▶ Exercise input
PR #238, opened 2024-11-29
Simplify V2FileContractRenewal

lukechampine:
The tradeoff is that resolution transactions can't contain other outputs. That doesn't seem too restrictive to me, but maybe I'm forgetting a use case that requires it?

I also noticed that a renewal's `FinalRevision` wasn't being applied to the accumulator that way; instead, the accumulator would contain the most recent revision of the contract. Not a huge deal, just felt inconsistent.

### DIFF
--- a/consensus/state.go
+++ b/consensus/state.go
@@ -574,7 +574,6 @@ func (s State) ContractSigHash(fc types.V2FileContract) types.Hash256 {
 func (s State) RenewalSigHash(fcr types.V2FileContractRenewal) types.Hash256 {
 	nilSigs(
 		&fcr.NewContract.RenterSignature, &fcr.NewContract.HostSignature,
-		&fcr.FinalRevision.RenterSignature, &fcr.FinalRevision.HostSignature,
 		&fcr.RenterSignature, &fcr.HostSignature,
 	)
 	return hashAll("sig/filecontractrenewal", s.v2ReplayPrefix(), fcr)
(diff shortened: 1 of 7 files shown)


n8maninger:
This looks like it will make rhp4 require setup transactions for partial rollovers, definitely not worth it imo

n8maninger:
https://github.com/SiaFoundation/core/pull/209

lukechampine:
ah. right. drat

lukechampine:
This PR now makes the following changes:
- The new contract created by a renewal must have valid signatures. This preserves the invariant that all contracts in the accumulator have valid signatures.
- The "final revision" in a renewal has been replaced by just the final payouts (and rollover amounts). This reflects the fact that this final revision is not actually inserted in to the accumulator, nor are its signatures valid, nor does it appear as a `rev` in `ForEachV2FileContractElement` -- in other words, it's not a "real" revision at all.

I believe it's possible for the rollover values to be omitted entirely: the rollover amount can be determined by subtracting the payout values from the original contract value. However, this would require changes to RHPv4, since helpers like `RefreshCost` assume that the renter's portion of the rollover can be distinguished from the host's portion. Personally I would prefer to change RHPv4 to pass the rollover values around explicitly, so that they could be removed from `V2FileContractRenewal`; but I recognize that, like `Capacity`, it's pretty convenient to have the fields in the renewal itself.

n8maninger (approved):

▶ Work instruction
The exact lines of the material above starting at the one that contains "https://github.com/SiaFoundation/core/pull/209" and ending at the one that contains "revision at all." are what to retype; leave out everything else.

▶ Output
https://github.com/SiaFoundation/core/pull/209

lukechampine:
ah. right. drat

lukechampine:
This PR now makes the following changes:
- The new contract created by a renewal must have valid signatures. This preserves the invariant that all contracts in the accumulator have valid signatures.
- The "final revision" in a renewal has been replaced by just the final payouts (and rollover amounts). This reflects the fact that this final revision is not actually inserted in to the accumulator, nor are its signatures valid, nor does it appear as a `rev` in `ForEachV2FileContractElement` -- in other words, it's not a "real" revision at all.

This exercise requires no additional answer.